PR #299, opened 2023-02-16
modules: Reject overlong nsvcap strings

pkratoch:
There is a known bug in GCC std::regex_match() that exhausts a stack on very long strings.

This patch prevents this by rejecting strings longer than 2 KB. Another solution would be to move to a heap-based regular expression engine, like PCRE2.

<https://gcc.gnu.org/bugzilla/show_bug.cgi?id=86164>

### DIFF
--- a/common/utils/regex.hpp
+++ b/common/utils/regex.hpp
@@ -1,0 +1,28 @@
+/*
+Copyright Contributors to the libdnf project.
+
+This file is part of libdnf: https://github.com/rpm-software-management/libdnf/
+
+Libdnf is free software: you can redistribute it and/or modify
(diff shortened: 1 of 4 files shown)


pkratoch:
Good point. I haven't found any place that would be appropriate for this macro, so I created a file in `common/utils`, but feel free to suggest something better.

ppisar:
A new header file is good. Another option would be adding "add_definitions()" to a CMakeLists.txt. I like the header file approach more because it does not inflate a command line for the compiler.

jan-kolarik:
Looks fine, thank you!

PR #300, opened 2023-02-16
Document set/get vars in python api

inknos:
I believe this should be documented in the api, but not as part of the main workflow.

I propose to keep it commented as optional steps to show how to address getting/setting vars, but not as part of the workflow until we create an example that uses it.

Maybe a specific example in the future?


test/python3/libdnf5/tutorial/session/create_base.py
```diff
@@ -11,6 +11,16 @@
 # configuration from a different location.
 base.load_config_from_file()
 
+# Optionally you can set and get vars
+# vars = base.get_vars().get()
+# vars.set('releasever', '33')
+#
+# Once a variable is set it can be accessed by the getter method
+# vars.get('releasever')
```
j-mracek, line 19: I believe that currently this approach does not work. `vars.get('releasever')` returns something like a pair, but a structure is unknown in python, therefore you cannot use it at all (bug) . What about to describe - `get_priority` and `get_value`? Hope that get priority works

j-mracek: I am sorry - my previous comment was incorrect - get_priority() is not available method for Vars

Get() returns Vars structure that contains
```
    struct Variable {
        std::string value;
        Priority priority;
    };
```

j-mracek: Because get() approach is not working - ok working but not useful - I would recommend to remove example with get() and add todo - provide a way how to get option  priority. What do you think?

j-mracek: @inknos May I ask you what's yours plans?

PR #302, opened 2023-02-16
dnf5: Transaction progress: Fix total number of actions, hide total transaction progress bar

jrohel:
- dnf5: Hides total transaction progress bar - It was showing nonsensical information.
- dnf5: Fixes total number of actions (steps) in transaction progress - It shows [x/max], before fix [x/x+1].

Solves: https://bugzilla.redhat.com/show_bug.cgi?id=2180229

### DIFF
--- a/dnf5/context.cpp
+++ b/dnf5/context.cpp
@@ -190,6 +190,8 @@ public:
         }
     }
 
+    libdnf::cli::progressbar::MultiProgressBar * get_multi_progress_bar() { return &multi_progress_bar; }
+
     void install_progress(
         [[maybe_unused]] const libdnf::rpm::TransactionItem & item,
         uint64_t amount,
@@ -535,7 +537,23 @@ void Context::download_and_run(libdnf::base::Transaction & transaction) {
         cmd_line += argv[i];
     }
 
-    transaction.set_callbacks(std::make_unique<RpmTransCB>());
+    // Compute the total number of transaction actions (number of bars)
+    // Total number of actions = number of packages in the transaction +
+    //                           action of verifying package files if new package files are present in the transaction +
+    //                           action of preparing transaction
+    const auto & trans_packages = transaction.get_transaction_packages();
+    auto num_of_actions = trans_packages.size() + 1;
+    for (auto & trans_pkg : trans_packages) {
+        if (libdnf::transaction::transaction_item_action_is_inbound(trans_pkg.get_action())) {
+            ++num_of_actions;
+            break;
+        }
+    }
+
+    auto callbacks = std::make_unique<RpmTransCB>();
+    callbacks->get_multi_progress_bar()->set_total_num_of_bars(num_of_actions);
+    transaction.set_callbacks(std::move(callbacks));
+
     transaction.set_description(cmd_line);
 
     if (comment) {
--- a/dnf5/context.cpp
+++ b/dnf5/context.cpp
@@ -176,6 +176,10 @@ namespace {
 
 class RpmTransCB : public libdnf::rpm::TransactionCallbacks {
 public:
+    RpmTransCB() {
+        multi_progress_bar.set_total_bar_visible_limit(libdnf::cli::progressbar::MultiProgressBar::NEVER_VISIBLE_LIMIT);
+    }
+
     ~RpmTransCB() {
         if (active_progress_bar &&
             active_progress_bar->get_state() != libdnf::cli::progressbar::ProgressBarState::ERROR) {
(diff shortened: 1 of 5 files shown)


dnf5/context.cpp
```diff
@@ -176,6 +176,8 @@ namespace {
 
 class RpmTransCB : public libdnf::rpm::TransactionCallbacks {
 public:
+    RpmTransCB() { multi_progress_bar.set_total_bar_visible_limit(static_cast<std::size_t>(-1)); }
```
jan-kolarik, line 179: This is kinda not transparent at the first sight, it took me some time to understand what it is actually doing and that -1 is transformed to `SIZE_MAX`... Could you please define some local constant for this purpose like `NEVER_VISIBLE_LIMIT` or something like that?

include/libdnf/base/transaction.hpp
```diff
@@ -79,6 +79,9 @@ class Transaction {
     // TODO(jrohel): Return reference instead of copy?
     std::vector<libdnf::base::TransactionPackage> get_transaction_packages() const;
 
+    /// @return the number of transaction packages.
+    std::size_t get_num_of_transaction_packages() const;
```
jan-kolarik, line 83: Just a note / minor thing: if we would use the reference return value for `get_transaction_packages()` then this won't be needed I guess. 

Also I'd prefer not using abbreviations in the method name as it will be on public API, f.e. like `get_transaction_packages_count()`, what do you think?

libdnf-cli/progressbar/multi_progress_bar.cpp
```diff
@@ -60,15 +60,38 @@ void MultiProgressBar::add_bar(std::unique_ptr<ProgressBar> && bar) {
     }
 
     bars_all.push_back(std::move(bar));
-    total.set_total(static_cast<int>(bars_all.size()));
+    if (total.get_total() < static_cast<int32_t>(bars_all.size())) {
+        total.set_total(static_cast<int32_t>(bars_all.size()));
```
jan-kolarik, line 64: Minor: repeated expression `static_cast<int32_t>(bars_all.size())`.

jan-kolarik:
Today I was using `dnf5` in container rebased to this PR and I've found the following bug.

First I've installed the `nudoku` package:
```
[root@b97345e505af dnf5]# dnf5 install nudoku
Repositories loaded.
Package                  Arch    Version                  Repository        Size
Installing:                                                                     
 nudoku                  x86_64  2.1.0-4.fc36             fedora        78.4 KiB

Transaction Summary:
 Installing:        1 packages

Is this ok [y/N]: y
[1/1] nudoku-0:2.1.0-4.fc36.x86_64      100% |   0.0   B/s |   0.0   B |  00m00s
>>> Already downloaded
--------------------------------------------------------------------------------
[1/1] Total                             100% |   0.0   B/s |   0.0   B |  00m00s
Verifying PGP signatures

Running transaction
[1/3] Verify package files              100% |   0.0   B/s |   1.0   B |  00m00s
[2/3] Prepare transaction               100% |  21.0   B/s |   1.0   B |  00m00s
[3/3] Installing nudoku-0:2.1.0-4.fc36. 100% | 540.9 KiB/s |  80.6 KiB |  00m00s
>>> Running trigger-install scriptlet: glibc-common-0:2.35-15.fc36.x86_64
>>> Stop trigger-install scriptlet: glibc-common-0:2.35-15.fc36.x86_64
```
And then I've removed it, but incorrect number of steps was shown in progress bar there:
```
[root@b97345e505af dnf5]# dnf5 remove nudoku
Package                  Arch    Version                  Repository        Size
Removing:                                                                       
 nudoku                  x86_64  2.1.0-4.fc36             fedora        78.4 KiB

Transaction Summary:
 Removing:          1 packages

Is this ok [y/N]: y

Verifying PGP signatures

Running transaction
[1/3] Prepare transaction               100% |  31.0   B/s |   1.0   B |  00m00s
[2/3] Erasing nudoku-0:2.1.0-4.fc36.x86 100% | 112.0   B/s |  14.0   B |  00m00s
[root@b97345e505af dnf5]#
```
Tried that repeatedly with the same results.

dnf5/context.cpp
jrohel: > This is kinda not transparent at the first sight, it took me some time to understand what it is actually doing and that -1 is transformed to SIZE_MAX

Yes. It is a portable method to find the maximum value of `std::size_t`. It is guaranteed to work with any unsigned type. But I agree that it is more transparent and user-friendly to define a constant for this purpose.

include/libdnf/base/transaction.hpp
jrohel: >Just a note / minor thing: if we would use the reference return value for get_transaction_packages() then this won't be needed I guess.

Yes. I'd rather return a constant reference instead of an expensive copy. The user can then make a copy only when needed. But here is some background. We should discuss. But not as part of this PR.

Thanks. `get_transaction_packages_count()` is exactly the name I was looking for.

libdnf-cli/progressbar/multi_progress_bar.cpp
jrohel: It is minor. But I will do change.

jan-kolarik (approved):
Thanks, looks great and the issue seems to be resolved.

○ ○ ○

Assignment
For this exercise, find all lines in the records containing the word "workflow" and copy them.

Task response
I believe this should be documented in the api, but not as part of the main workflow.
I propose to keep it commented as optional steps to show how to address getting/setting vars, but not as part of the workflow until we create an example that uses it.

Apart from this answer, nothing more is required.